Remember this: Your FK is just a number. A low FK doesn’t ensure compelling copy. If you pursue a low FK score just for the sake of a low FK and ignore other principles of effective copywriting, your copy will fail.
I’ll use the Word Readability Statistics information for today’s article. If you use a different FK tool, the information may be listed differently. The effect is the same.
Two areas in Readability Stats hold the key to lowering your FK: “Averages” and “Readability.”
Characters per word
“Characters per word,” shows if your words are too long. Generally, shorter words are better than longer words.

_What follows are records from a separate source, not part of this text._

PR #282, opened 2025-03-13
Fixed column schemas not being grabbed properly

### LINKED ISSUE #20: TestSnapshotCheckColsDremio Failing
This test is failing after merging with the rest-api changes. Currently getting an error parsing the following query, which creates a staging table for snapshots:

  ```
create table "rav-test"."rav-test"."test16656264419696928231_test_basic"."cc_all_snapshot__dbt_tmp"
  as (
    with snapshot_query as (    
    select * from "rav-test"."rav-test"."test16656264419696928231_test_basic"."added"
    ),
    snapshotted_data as (
        select *,
            id as dbt_unique_key
        from "rav-test"."rav-test"."test16656264419696928231_test_basic"."cc_all_snapshot"
        where dbt_valid_to is null
    ),
    insertions_source_data as (
        select
            *,
            id as dbt_unique_key,
            (SELECT CURRENT_TIMESTAMP()) as dbt_updated_at,
            (SELECT CURRENT_TIMESTAMP()) as dbt_valid_from,
            nullif((SELECT CURRENT_TIMESTAMP()), (SELECT CURRENT_TIMESTAMP())) as dbt_valid_to,
            md5(coalesce(cast(id as varchar ), '')
         || '|' || coalesce(cast((SELECT CURRENT_TIMESTAMP()) as varchar ), '')
        ) as dbt_scd_id
        from snapshot_query
    ),
    updates_source_data as (
        select
            *,
            id as dbt_unique_key,
            (SELECT CURRENT_TIMESTAMP()) as dbt_updated_at,
            (SELECT CURRENT_TIMESTAMP()) as dbt_valid_from,
            (SELECT CURRENT_TIMESTAMP()) as dbt_valid_to

        from snapshot_query
    ),
    insertions as (
        select
            'insert' as dbt_change_type,
            source_data.*
        from insertions_source_data as source_data
        left outer join snapshotted_data on snapshotted_data.dbt_unique_key = source_data.dbt_unique_key
        where snapshotted_data.dbt_unique_key is null
           or (
                snapshotted_data.dbt_unique_key is not null
            and (
                ()
            )
        )

    ),
    updates as (
        select
            'update' as dbt_change_type,
            source_data.*,
            snapshotted_data.dbt_scd_id

        from updates_source_data as source_data
        join snapshotted_data on snapshotted_data.dbt_unique_key = source_data.dbt_unique_key
        where (
            ()
        )
    )
    select * from insertions
    union all
    select * from updates
  )
```

The parse error occurs at `and ( () )` under "insertions as" and `where( () )` under "updates as". In place of these empty parentheses should be something similar to `snapshotted_data.some_date != source_data.some_date`. This value is populated by a macro created by dbt-core. The exact value is called strategy.rows_changed. It is supposed to contain a list of columns where the row has changed, but my guess is our cursor object is not correctly getting all the columns.

### PR DESCRIPTION
**Pull request by bcmeireles**
### Summary

Fixes the column schema not being properly grabbed from query results

### Description

Previously dbt was not able to get the schema of the columns interacted with in a query, these changes fix that and we are now able to get information about the columns (names and data types)

### Test Results

3 expected failures fixed
2 skipped tests that were also failing are not skipped anymore

### Changelog

### Contributor License Agreement

-   [x] Please make sure you have signed our [Contributor License Agreement](https://www.dremio.com/legal/contributor-agreement/), which enables Dremio to distribute your contribution without restriction.

### Related Issue

Fixes #20 and also some other tests

### CODE REVIEW

**Review by simonpannek — DISMISSED** [review]

File: CHANGELOG.md [hunk 1]
```diff
@@ -8,10 +8,12 @@
 - Adds `BaseIncrementalOnSchemaChange` test to test_incremental.py
 - Changed logic for partitioning when materializing tables. Double quoting issue has been removed, now letting the user decide the quoting
     - New example: `partition_by=['month("datetime_utc")']`
+- Fixed grabbing column schemas
```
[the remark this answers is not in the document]
bcmeireles: Added some more context directly on the changelog. This is mostly invisible to users/requires no action on their part

simonpannek (approved):

dbt/adapters/dremio/column.py
```diff
@@ -0,0 +1,10 @@
+from dataclasses import dataclass
+
+from dbt.adapters.base.column import Column
+
+@dataclass(init=False)
+class DremioColumn(Column):
+    TYPE_LABELS = {
+        "TEXT": "VARCHAR",
```
howareyouman, line 8: The only problem I have here is - will it block other types or not. 
Could you please add more references to other connectors?

dbt/adapters/dremio/impl.py
```diff
@@ -157,6 +160,17 @@ def standardize_grants_dict(self, grants_table: agate.Table) -> dict:
                 grants_dict.update({privilege: [f"{grantee_type}:{grantee}"]})
         return grants_dict
 
+    def get_column_schema_from_query(self, sql: str) -> List[BaseColumn]:
+        """Get a list of the Columns with names and data types from the given sql."""
+        _, cursor = self.connections.add_select_query(sql)
+        columns = [
+            self.Column.create(
+                entry['name'], self.connections.data_type_code_to_name(entry['type']['name'])
```
howareyouman, line 168: What if `entry['name']` or `entry['type']['name']` are missing?

dbt/adapters/dremio/impl.py
```diff
@@ -157,6 +160,17 @@ def standardize_grants_dict(self, grants_table: agate.Table) -> dict:
...
+            )
+            for entry in cursor.job_results()['schema']
```
howareyouman, line 170: Is `cursor.job_results()['schema']` a mandatory field as well?

howareyouman (commented):
In general I have no blockers from my side, but it would be awesome to check all the possible problems we may introduce with it.

dbt/adapters/dremio/column.py
bcmeireles: This is kind of just a translation in case the dbt-assumed syntax is not valid for the data platform. [bigquery](https://github.com/dbt-labs/dbt-bigquery/blob/0995665e490cdee9c408d26aac8e1c19fefaebe0/dbt/adapters/bigquery/column.py#L15-L20) only has 3 of these, [databricks](https://github.com/databricks/dbt-databricks/blob/7c68e99563553b70ecfeb5dc9cbf0307299d7beb/dbt/adapters/databricks/column.py#L13-L15) only had to do it for one but other adapters such as [snowflake](https://github.com/dbt-labs/dbt-snowflake/blob/main/dbt/adapters/snowflake/column.py) didn't even need any translations. By running all the available tests we only had problems with `TEXT` and `STRING`. which had to be translated into `VARCHAR`

dbt/adapters/dremio/impl.py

Warning: When choosing shorter words, do not sacrifice precision or tone. Your words must mean what you want. For example, I could have written “give up” instead of “sacrifice.” But I wanted the impression that “sacrifice” conveys that “give up” doesn’t.
Words per sentence
Too many words in a sentence and your reader has to work not to lose track. You never want your reader to work hard when reading your copy.
When you’re editing and come across a sentence you think might be too long, use Bob Bly’s Breath Test. Inhale normally. Read the sentence out loud. If you struggle to finish the sentence in one breath, it’s too long.

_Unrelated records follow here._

PR #285, opened 2025-03-14
Add strategies to reflections

bcmeireles:
### Summary

Currently when creating a reflection, dbt marks the job as done as soon as it sends the API call to Dremio. This new option allows users to only continue after the reflection is fully created on Dremio's side.

### Description

- Introduces a new strategy: `reflection_strategy` with 3 valid values: `trigger`, `wait` and `depend`. 
  - `trigger` is the default and keeps the old behavior
  - `wait` will try to wait for the reflection to be live, up to a maximum of `max_wait_time` seconds, `30` being the default value
  - `depend` will not proceed until the reflection is live
- New config options for reflections:
  - `max_wait_time`: Maximum time in seconds that the `wait` strategy will wait for the reflection to be ready. Default value is `30`
  - `check_interval`: Time between the API calls that check if a reflection is ready. Default value is `5`

### Test Results

Added 2 extra tests, one for `trigger` and another one for `wait`

### Changelog

### Related Issue

Suggested in #184

### DIFF
--- a/CHANGELOG.md
+++ b/CHANGELOG.md
@@ -1,3 +1,22 @@
+# dbt-dremio v1.8.3
+
+## Changes
+
+- Added 3 strategies for reflections: `trigger`, `wait` and `depend`
+  - `trigger` keeps the previous behavior for reflections, where the job to create them is triggered and then dbt-dremio moves on to other models
+  - `wait` will wait for the reflection to be created before moving on to other models, up to a `max_wait_time` timeout
+  - `depend` will wait for the reflection to be created before moving on to other models, with no timeout
+  - New fields in the reflections config:
+    - `strategy`: `trigger`, `wait` or `depend`
+    - `max_wait_time`: time in seconds to wait for the reflection to be created before moving on to other models
+      - default: `30`
+    - `wait_interval`: time in seconds to wait between checks for the reflection to be created
+      - default: `5`
+
+## Features
+
+- [#285](https://github.com/dremio/dbt-dremio/pull/285) Add strategies to reflections
+
 # dbt-dremio v1.8.2
 
 ## Changes
--- a/tests/functional/adapter/dremio_specific/test_reflections.py
+++ b/tests/functional/adapter/dremio_specific/test_reflections.py
@@ -434,6 +434,8 @@ class TestReflectionsDremio:
         (results, log_output) = run_dbt_and_capture(["run", "--select", "view1", "wait_strategy_timeout_reflection"])
         assert "did not become available within 1 seconds, skipping wait" in log_output
 
+    # This test will check if the adapter does not wait for the reflection to become available when using the trigger strategy
+    # If we waited, the log line being checked would be present
     def testTriggerStrategyTimeoutReflection(self, project):
         (results, log_output) = run_dbt_and_capture(["run", "--select", "view1", "trigger_strategy_timeout_reflection"])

Break longer sentences into two or three smaller ones. Fragment sentences are okay … if they sound conversational.
Eliminate unneeded words like “that,” “the,” “if,” and any others you can without changing meaning and conversational tone. Use words like “many” for wordy phrases like “a lot of,” or “must” for “have to.”

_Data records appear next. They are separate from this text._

PR #286, opened 2025-03-17
Adding new check if the space already exists

howareyouman:
### Summary

Adding check if catalog/space already exists. It will unblock non-admin users in DC from starting to use dbt-dremio. 

### Description

Before only ADMIN users of DC were able to run dbt-dremio. Now we are checking if the catalog exists and it unblocks customers to use non-admin users in DC with dbt-dremio.

### Test Results

Created a tech dept ticket to create dbt-dremio tests for it. Run only manual tests with DC instance.

### Changelog

### DIFF
--- a/dbt/adapters/dremio/connections.py
+++ b/dbt/adapters/dremio/connections.py
@@ -224,8 +224,8 @@ class DremioConnectionManager(SQLConnectionManager):
         database = relation.database
         schema = relation.schema
 
-        if database == ("@" + credentials.UID) or self.__catalog_exists(
-            [database]):
+        if database == ("@" + credentials.UID) or self._catalog_exists(
+            database):
             logger.debug(
                 "Database is default or already exists: creating folders only")
         else:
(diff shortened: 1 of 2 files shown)


simonpannek (approved):

dbt/adapters/dremio/connections.py
```diff
@@ -224,8 +224,10 @@ def create_catalog(self, relation):
         database = relation.database
         schema = relation.schema
 
-        if database == ("@" + credentials.UID):
-            logger.debug("Database is default: creating folders only")
+        if database == ("@" + credentials.UID) or self.__catalog_exists(
+            [database]):
```
bcmeireles, line 228: Would it be better to have the `__catalog_exists` function check if we are passing a string instead of a list as for the path? Feel like it would be more extendable to convert a single string into the expected list in the function itself in case we have more paths structured like this in the future, instead of converting into a list in the function call itself

dbt/adapters/dremio/connections.py
```diff
@@ -234,7 +236,20 @@ def create_catalog(self, relation):
             logger.debug(f"Creating folder(s): {database}.{schema}")
             self._create_folders(database, schema, rest_client)
         return
-    
+
+    def __catalog_exists(self, path):
+        thread_connection = self.get_thread_connection()
```
bcmeireles, line 241: Any specific reason for the `__` instead of `_` like we have for other functions?

bcmeireles (commented):
Guess merging without tests will be OK for now as we don't have the DC pipelines but we should keep in mind to come back to this once we have them

dbt/adapters/dremio/connections.py
howareyouman: That's a good question. I was curious about codestyle as well. Let's create a ticket to add checkstyle validation to dbt-dremio.

howareyouman: Created ticket for you @bcmeireles DX-101815

bcmeireles (approved):

99Lys (approved):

If you can’t break a sentence up and still keep its meaning, use ellipses ( … ) and dashes (—). Every so often you’ll want to have a longish sentence to preserve a natural rhythm.
Sentences per paragraph
Of all fixes, this is easiest. With rare exceptions, paragraphs should never be longer than five lines. With web copy, that shrinks to four.
The bottom section of the Word Readability Stats shows the percentage of passive sentences. These are sentences where the doer of the action comes after the verb: “The ball was hit by the boy.”
When editing, read your copy carefully just for passive sentences. When you come across one, rearrange it so the person or thing doing the action comes before the verb.
“This financial strategy was discovered by George Whitcomb …” becomes “George Whitcomb discovered …”
Sometimes you must use passive sentences. One common reason to use one is if the person doing the action is unknown. “Structural bracing was used on the bridge …”
However, if you think a passive sentence should be used, look at it carefully. If you’re not sure, change it to an active sentence.
The cardinal rule of editing
Don’t slow creativity by imposing these rules while writing. Edit after you’ve written a major section or the entire piece. Test it out and then share with me by leaving a comment here.
Bottom line for readability: Keep your writing — not your ideas — simple. You’re often trying to get across complex ideas to your reader. Don’t make his life more difficult by using complex language.